── Working data ──

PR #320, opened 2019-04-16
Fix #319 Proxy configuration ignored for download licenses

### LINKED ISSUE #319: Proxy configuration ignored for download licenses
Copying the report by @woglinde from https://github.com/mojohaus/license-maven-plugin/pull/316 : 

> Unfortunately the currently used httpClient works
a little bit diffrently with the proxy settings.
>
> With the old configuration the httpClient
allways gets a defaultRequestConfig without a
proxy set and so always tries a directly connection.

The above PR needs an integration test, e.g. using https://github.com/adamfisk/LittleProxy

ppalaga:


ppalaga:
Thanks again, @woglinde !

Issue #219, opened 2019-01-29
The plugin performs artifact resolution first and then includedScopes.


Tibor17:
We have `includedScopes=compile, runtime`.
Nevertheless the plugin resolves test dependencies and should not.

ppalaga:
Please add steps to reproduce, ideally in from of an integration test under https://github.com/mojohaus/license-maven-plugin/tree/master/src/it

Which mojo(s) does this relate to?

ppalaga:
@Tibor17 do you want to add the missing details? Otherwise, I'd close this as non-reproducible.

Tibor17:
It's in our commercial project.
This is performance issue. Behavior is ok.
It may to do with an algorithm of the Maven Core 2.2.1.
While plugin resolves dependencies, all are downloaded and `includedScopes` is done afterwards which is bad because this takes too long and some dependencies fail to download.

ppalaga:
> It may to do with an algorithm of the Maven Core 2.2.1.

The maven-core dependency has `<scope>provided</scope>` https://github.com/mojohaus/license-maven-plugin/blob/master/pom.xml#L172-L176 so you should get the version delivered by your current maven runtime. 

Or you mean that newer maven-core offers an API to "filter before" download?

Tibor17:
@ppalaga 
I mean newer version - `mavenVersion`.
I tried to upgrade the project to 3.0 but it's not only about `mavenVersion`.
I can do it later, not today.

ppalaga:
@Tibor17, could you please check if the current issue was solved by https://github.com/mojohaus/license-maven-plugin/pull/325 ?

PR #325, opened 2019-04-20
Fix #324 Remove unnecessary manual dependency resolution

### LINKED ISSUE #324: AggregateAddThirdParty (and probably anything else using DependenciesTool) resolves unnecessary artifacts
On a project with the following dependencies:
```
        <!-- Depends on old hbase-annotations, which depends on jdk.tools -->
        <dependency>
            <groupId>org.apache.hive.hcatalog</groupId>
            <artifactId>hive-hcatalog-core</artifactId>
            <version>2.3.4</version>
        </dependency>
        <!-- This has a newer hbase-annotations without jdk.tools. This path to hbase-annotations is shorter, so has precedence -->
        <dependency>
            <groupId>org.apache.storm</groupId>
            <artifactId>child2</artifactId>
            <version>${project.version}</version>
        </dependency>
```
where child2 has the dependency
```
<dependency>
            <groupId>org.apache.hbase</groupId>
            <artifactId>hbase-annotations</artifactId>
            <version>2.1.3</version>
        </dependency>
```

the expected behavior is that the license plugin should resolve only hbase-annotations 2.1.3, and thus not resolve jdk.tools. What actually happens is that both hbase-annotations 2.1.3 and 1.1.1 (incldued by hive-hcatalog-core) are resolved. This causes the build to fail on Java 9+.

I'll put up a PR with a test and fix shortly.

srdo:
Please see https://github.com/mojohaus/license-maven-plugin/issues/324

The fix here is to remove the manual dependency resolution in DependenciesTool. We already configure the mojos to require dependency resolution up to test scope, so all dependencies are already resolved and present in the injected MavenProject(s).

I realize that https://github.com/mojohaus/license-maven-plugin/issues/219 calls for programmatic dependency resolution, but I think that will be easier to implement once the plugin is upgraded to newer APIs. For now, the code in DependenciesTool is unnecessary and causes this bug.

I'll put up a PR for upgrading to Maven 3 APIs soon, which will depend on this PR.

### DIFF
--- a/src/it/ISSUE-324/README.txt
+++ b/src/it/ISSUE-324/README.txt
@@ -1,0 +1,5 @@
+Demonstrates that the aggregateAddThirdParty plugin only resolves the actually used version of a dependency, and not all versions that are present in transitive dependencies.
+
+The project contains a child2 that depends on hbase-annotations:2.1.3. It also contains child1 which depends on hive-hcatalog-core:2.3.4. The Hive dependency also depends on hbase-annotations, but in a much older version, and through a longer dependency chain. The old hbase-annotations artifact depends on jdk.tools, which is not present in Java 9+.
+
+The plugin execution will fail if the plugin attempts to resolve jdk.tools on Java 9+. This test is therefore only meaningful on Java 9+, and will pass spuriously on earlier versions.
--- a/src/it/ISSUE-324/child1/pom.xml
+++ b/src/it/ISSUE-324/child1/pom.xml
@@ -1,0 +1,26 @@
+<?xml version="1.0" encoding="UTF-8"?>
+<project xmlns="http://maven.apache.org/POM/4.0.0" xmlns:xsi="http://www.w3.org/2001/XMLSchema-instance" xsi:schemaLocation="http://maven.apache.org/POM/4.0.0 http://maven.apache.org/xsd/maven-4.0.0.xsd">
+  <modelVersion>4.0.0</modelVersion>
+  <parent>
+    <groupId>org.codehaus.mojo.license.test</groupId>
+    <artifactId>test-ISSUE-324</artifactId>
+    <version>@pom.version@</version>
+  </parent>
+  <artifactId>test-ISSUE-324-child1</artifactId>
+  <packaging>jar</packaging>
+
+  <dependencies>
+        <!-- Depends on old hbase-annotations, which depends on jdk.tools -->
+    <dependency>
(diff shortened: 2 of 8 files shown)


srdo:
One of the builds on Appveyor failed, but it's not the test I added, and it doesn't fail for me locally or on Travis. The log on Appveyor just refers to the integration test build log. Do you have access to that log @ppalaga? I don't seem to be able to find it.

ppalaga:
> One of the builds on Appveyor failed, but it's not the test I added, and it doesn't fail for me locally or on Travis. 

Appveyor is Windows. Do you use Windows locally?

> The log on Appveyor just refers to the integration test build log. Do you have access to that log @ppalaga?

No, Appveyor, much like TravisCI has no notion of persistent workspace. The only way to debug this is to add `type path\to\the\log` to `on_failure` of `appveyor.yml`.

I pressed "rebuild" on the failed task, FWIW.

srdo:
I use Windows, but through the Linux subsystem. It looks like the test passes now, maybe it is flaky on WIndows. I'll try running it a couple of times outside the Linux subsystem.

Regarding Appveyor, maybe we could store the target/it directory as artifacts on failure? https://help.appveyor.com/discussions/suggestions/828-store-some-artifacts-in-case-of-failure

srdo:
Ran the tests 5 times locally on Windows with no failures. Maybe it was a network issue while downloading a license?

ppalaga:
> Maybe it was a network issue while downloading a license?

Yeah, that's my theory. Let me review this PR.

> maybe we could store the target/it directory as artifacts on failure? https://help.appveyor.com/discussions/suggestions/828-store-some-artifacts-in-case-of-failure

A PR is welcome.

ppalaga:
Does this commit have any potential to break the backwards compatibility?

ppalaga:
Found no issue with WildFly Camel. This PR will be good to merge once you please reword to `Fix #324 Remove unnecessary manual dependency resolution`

───
── Working data ──

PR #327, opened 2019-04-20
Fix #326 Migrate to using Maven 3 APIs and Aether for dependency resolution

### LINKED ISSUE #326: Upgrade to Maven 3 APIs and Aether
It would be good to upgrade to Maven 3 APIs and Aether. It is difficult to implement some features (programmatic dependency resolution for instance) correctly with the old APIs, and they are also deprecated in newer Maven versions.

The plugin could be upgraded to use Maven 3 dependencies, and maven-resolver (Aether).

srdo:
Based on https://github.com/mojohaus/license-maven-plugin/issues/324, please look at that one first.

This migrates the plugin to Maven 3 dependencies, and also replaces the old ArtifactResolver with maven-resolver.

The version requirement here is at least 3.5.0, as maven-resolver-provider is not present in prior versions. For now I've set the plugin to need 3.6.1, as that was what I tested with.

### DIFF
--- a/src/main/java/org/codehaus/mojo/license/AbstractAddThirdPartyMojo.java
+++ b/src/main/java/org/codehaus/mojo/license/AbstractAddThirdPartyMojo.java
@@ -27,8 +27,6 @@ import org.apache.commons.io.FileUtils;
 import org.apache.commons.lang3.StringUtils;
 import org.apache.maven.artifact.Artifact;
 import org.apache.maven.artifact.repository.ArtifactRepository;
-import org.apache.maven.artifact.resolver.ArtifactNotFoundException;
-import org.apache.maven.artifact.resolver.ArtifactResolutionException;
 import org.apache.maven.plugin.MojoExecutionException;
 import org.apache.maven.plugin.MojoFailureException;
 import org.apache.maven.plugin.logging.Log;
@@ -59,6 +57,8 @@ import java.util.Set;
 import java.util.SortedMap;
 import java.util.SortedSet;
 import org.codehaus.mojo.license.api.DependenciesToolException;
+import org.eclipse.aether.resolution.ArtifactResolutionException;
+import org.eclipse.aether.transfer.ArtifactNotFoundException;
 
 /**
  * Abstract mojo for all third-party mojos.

───
── Working data ──

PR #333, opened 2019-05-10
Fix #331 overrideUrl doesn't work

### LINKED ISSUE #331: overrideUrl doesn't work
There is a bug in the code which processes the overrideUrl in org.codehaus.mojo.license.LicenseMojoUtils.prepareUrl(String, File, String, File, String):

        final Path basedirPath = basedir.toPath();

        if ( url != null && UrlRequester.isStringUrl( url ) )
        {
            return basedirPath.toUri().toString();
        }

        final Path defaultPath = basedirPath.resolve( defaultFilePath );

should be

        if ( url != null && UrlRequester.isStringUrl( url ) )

───

◆ **Exercise aim**: Please find all lines of the entries that hold the string "could" and copy them.

◆ **Response below**:
@Tibor17, could you please check if the current issue was solved by https://github.com/mojohaus/license-maven-plugin/pull/325 ?
Regarding Appveyor, maybe we could store the target/it directory as artifacts on failure? https://help.appveyor.com/discussions/suggestions/828-store-some-artifacts-in-case-of-failure
> maybe we could store the target/it directory as artifacts on failure? https://help.appveyor.com/discussions/suggestions/828-store-some-artifacts-in-case-of-failure
The plugin could be upgraded to use Maven 3 dependencies, and maven-resolver (Aether).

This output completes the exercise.